“Aklı başında olan insan, ne dünya umurundan kazandığına mesrur ve ne de kaybettiği şeye mahzun olmaz. Zira dünya durmuyor gidiyor. İnsan da beraber gidiyor. Sen de yolcusun.”
(Mesnevî-i Nuriye)
Varlık içinde yokluğun hüküm sürdüğü garip bir dünyada yaşıyoruz. Duygu var his yok. Akıl var düşünce yok. Haneler var komşuluk yok. Yiyecek var tadı yok. Para var huzur yok. Adam var yiğit yok. Mahkeme var adâlet yok. Kalp var sevgi yok. İman var amel yok. İnsan var kul yok. Nimet var şükür yok….
Maddiyatın öne çıktığı, varlık içinde yokluğun kıt’alar dolaştığı bir âlemde, başı boş, umursamaz bir halde, kendi başına buyruk bir hayatı yaşayıp, birilerinin meçhul dediği ve fakat hakikâtte var olan ebedî bir âleme doğru hızla gidiyoruz.
Hem de duyguların köreldiği, bencil, hırslı, kendi başına buyruk, her şeye sahip olmak isteyen açgözlü, ruhsuz, duyarsız, vicdansız, sevgi ve merhametten yoksun, nefsin istek ve arzularının esiri olmuş, insanlıktan nasibini almamış insanların var olduğu bir dünyada, feda ettiğimiz ve kaybettiğimiz değerlerin farkına varmadan yaşayıp gidiyoruz.

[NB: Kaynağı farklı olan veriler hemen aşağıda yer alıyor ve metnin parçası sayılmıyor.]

PR #27944, opened 2026-04-02
feat(core): Add JTI store with atomic consume and cleanup job for token exchange

afitzek:
## Summary

Replaces the skeleton `JtiStoreService` with a database-backed implementation that prevents token replay attacks in the token exchange flow.

**Key changes:**

- **`TokenExchangeJti` entity + migration** — New `token_exchange_jti` table with columns `jti` (PK), `expiresAt`, `createdAt`. Supports both PostgreSQL and SQLite.
- **`TokenExchangeJtiRepository`** — Atomic `atomicConsume(jti, expiresAt)` method using `INSERT ... ON CONFLICT DO NOTHING` (Postgres CTE) / `INSERT OR IGNORE` + `changes()` (SQLite transaction). Returns `true` on first use, `false` on replay. Also provides `deleteExpiredBatch(batchSize)` for bounded cleanup.
- **`JtiStoreService`** — Delegates to the repository with a 60-second grace period on expiry to account for clock skew.
- **`JtiCleanupService`** — Periodic background job that deletes expired JTI rows in configurable batches. Loops until fewer than `batchSize` rows are deleted per iteration. Graceful shutdown via `@OnShutdown()`.
- **`EmbedAuthController`** — Added IP-based rate limiting (20 req/min) to GET and POST login endpoints.
- **Config** — Two new env vars: `N8N_TOKEN_EXCHANGE_JTI_CLEANUP_INTERVAL_SECONDS` (default: 60) and `N8N_TOKEN_EXCHANGE_JTI_CLEANUP_BATCH_SIZE` (default: 1000).

**Test coverage:**
- Unit tests for `JtiStoreService`, `JtiCleanupService`, and `TokenExchangeJtiRepository` (mock-based, both Postgres and SQLite paths)
- Integration test (`token-exchange-jti.repository.integration.test.ts`) validating `atomicConsume` and `deleteExpiredBatch` against a real database

https://linear.app/n8n/issue/IAM-461

## Review / Merge checklist

- [x] Tests included.


packages/@n8n/db/src/migrations/common/1775116241000-CreateTokenExchangeJtiTable.ts
```diff
@@ -0,0 +1,17 @@
+import type { MigrationContext, ReversibleMigration } from '../migration-types';
+
+const tableName = 'token_exchange_jti';
+
+export class CreateTokenExchangeJtiTable1775116241000 implements ReversibleMigration {
+	async up({ schemaBuilder: { createTable, column } }: MigrationContext) {
+		await createTable(tableName).withColumns(
+			column('jti').varchar(255).primary,
+			column('expiresAt').timestamp().notNull,
+			column('createdAt').timestamp().notNull,
```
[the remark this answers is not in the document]
afitzek: atomicConsume inserts the createdAt date in its query.

packages/cli/src/modules/token-exchange/token-exchange.module.ts
```diff
@@ -23,5 +28,8 @@ export class TokenExchangeModule implements ModuleInterface {
 
 		await import('./token-exchange.controller');
 		await import('./controllers/embed-auth.controller');
+
+		const { JtiCleanupService } = await import('./services/jti-cleanup.service');
+		Container.get(JtiCleanupService).startCleanup();
```
guillaumejacquart: I'm wondering if we should do this only for the leader. the cleanup seems safe, but rather to prevent waste of db resources

packages/cli/test/integration/token-exchange/token-exchange-jti.repository.integration.test.ts
```diff
@@ -0,0 +1,101 @@
...
+			expect(row!.jti).toBe('jti-persisted');
+		});
+
+		it('should allow consuming different JTIs independently', async () => {
+			const result1 = await repository.atomicConsume('jti-a', futureDate);
+			const result2 = await repository.atomicConsume('jti-b', futureDate);
+
+			expect(result1).toBe(true);
+			expect(result2).toBe(true);
+		});
```
guillaumejacquart, line 55: Maybe we should add a test that checks atomiticy under concurrency situation
Like
```ts
it('should allow only one consumer when called concurrently with the same JTI', async () => {
  const results = await Promise.all([
    repository.atomicConsume('jti-race', futureDate),
    repository.atomicConsume('jti-race', futureDate),
  ]);

  const consumed = results.filter(Boolean);
  expect(consumed).toHaveLength(1);
});
```

packages/cli/src/modules/token-exchange/database/repositories/token-exchange-jti.repository.ts
```diff
@@ -0,0 +1,126 @@
...
+	 * changes()) because the sqlite-pooled driver dispatches WITH-prefixed
+	 * queries via `.all()` instead of `.run()`, which breaks DML execution.
+	 */
+	async atomicConsume(jti: string, expiresAt: Date): Promise<boolean> {
+		const esc = (name: string) => this.manager.connection.driver.escape(name);
+		const tableName = this.escapedTableName;
+
+		if (this.dbType === 'postgresdb') {
+			const [row] = (await this.query(
+				`WITH ins AS (
```
guillaumejacquart, line 37: This would not have worked ?
```ts
const result = await this.createQueryBuilder()
  .insert()
  .into(TokenExchangeJti)
  .values({ jti, expiresAt, createdAt: new Date() })
  .orIgnore()
  .execute();

return result.identifiers.length > 0;
```

guillaumejacquart (commented):
minor comments

packages/cli/src/modules/token-exchange/token-exchange.module.ts
afitzek: I thought about this as well. My thinking was, that since it doesn't really matter, it might be easier to just have every instance run a cleanup. But I'm happy to make this a leader job.

guillaumejacquart: I guess that's fine, keeps the code simpler, and the table is supposed to be quite small scale anyway. I was also hesitating with suggesting the leader check or not. 👍

packages/cli/src/modules/token-exchange/database/repositories/token-exchange-jti.repository.ts
afitzek: I think in sqlite this is not reliable, to determine if a value was inserted or not. Thats why I wanted to make sure and opted for the raw SQL queries.

guillaumejacquart: AH yes, that does ring a bell for sqlite. Then i case no much point in have 2 different patterns for postgres and sqlite. ok for me

packages/cli/test/integration/token-exchange/token-exchange-jti.repository.integration.test.ts
afitzek: Done — added the concurrency test:

```ts
it('should allow only one consumer when called concurrently with the same JTI', async () => {
  const results = await Promise.all([
    repository.atomicConsume('jti-race', futureDate),
    repository.atomicConsume('jti-race', futureDate),
  ]);

  const consumed = results.filter(Boolean);
  expect(consumed).toHaveLength(1);
});
```

Passes on SQLite. The unique PK constraint on `jti` guarantees exactly one of the concurrent inserts wins.

packages/cli/src/modules/token-exchange/token-exchange.module.ts
afitzek: Implemented the leader-only pattern following the established convention (same as `ExecutionsPruningService`, `WorkflowHistoryCompactionService`, etc.):

- Added `@OnLeaderTakeover()` on `startCleanup()`
- Added `@OnLeaderStepdown()` on new `stopCleanup()` method
- Added `init()` that checks `instanceSettings.isLeader` before starting
- Module now calls `init()` instead of `startCleanup()` directly
- Added unit tests for the leader/non-leader behavior

guillaumejacquart (dismissed):

guillaumejacquart (approved):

Hayatımız boyunca birçok şeyden feragat ederek elde ettiğimiz mal mülk ve servet mutlu etmez oldu bizi. Dünya malına boyun eğerek, onun esareti altında, hiç ölmeyecekmiş gibi yaşar hale geldik. Hayatımızın son deminde, emanetin kabz edileceği an geldiğinde anlarız, herşeyin boş ve manasız olduğunu.
İşte o an, sahip olduklarımızı bırakıp gitme korkusu kaplar içimizi. Zor gelir bir ömür boyu elde ettiklerimizi terk etmek. Oysa pişmanlıklarımızın fayda vermediği o sekerat anında, bir zamanlar vazgeçemediğimiz şeyler, bırakıp gider bizi. Ve geride sadece kefene sarılı bir cesed kalır. O da turab olur çürüyüp gider toprağın altında.

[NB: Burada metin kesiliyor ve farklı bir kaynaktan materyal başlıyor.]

PR #27951, opened 2026-04-02
fix(Anthropic Node): Use models endpoint for credential test

guillaumejacquart:
## Summary

The Anthropic credential test was failing with "The resource you are requesting could not be found" even with a valid API key. The root cause is that the test used `POST /v1/messages` with a hardcoded model (`claude-haiku-4-5-20251001`) which returns 404 for users whose API plan doesn't include that specific model.

This switches the credential test to `GET /v1/models`, a read-only endpoint that only requires a valid API key — no model access needed. This is consistent with how OpenAI and Mistral credentials are tested. The fix is zero-cost (no tokens consumed) and future-proof (no hardcoded model to go stale).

Ruh hisseder son deminde olup bitenleri. Bilir sonunda bir mizan ve hesap gününün var olduğunu. Ödül gelmez aklımıza, lâkin cezanın varlığı korkutur bizi. Yaptıklarımızın veya yapamadıklarımızın hesabını verme ya da verememe endişesi, kâbusumuz olur. İşte bu yüzden ruhumuz daralır, sıkıntı basar, korkarız ölümden.
Ne mal, ne mülk, ne de başka bir şeyin fayda vermeyeceği o dehşetli gün, kaçırır uykularımızı. Doğrusu “Her insan ölümü tadacaktır. Kıyamet günü yaptıklarınızın karşılığı size tastamam verilecektir.” (Al -i İmran 185)
Keşkelerin hayatımızda asla yeri yoktur ve faydasızdır. Ancak ah insanoğlu! Keşke “Ölümün hayat gibi mahlûk ve hem bir nimet“ (Mektubat) ve “Ehl-i iman için ölüm, rahmet kapısıdır.
Ehl-i dalâlet için zulümat-ı ebediye kuyusudur.“ (Lem’alar) olduğunu bir idrak edebilseydin.